PR #2751, opened 2017-10-29
Fix backup link for FF and Chrome.

smblott-github:
This makes the UI for generating an options backup the same for FF and Chrome.

We populate the *Backup* link on `mousedown`.

@mrmr1993 This seems to make the UI as similar as possible between Chrome and Firefox.

### DIFF
--- a/pages/options.coffee
+++ b/pages/options.coffee
@@ -333,8 +333,7 @@ document.addEventListener "DOMContentLoaded", ->
 #
 # Backup and restore. "?" is for the tests."
 DomUtils?.documentReady ->
-  $("backupButton").addEventListener "click", ->
-    document.activeElement?.blur()
+  populateBackupLinkUrl = ->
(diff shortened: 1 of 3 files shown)


mrmr1993:
I don't think this will work for Firefox, since it doesn't seem to respect the `download` attribute. I already tried something similar and had to reject it.

smblott-github:
I understand this to be the same as b1f6da21a882f84965de73eea175475f5d8f7b37, only without the need for the extra step of clicking a button to generate the link.

b1f6da21a882f84965de73eea175475f5d8f7b37 and this on FF both dump you in a page that looks like this:

snapshot

On Chrome, the download happens immediately.

mrmr1993:
Can you right click and save link as?

smblott-github:
Yes.

mrmr1993:
Okay, sorry for the noise then.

> _Instructions to follow_
Output the entire listing above exactly, keeping each line as it is.

> _Task result_
PR #2751, opened 2017-10-29
Fix backup link for FF and Chrome.

smblott-github:
This makes the UI for generating an options backup the same for FF and Chrome.

We populate the *Backup* link on `mousedown`.

@mrmr1993 This seems to make the UI as similar as possible between Chrome and Firefox.

### DIFF
--- a/pages/options.coffee
+++ b/pages/options.coffee
@@ -333,8 +333,7 @@ document.addEventListener "DOMContentLoaded", ->
 #
 # Backup and restore. "?" is for the tests."
 DomUtils?.documentReady ->
-  $("backupButton").addEventListener "click", ->
-    document.activeElement?.blur()
+  populateBackupLinkUrl = ->
(diff shortened: 1 of 3 files shown)


mrmr1993:
I don't think this will work for Firefox, since it doesn't seem to respect the `download` attribute. I already tried something similar and had to reject it.

smblott-github:
I understand this to be the same as b1f6da21a882f84965de73eea175475f5d8f7b37, only without the need for the extra step of clicking a button to generate the link.

b1f6da21a882f84965de73eea175475f5d8f7b37 and this on FF both dump you in a page that looks like this:

snapshot

On Chrome, the download happens immediately.

mrmr1993:
Can you right click and save link as?

smblott-github:
Yes.

mrmr1993:
Okay, sorry for the noise then.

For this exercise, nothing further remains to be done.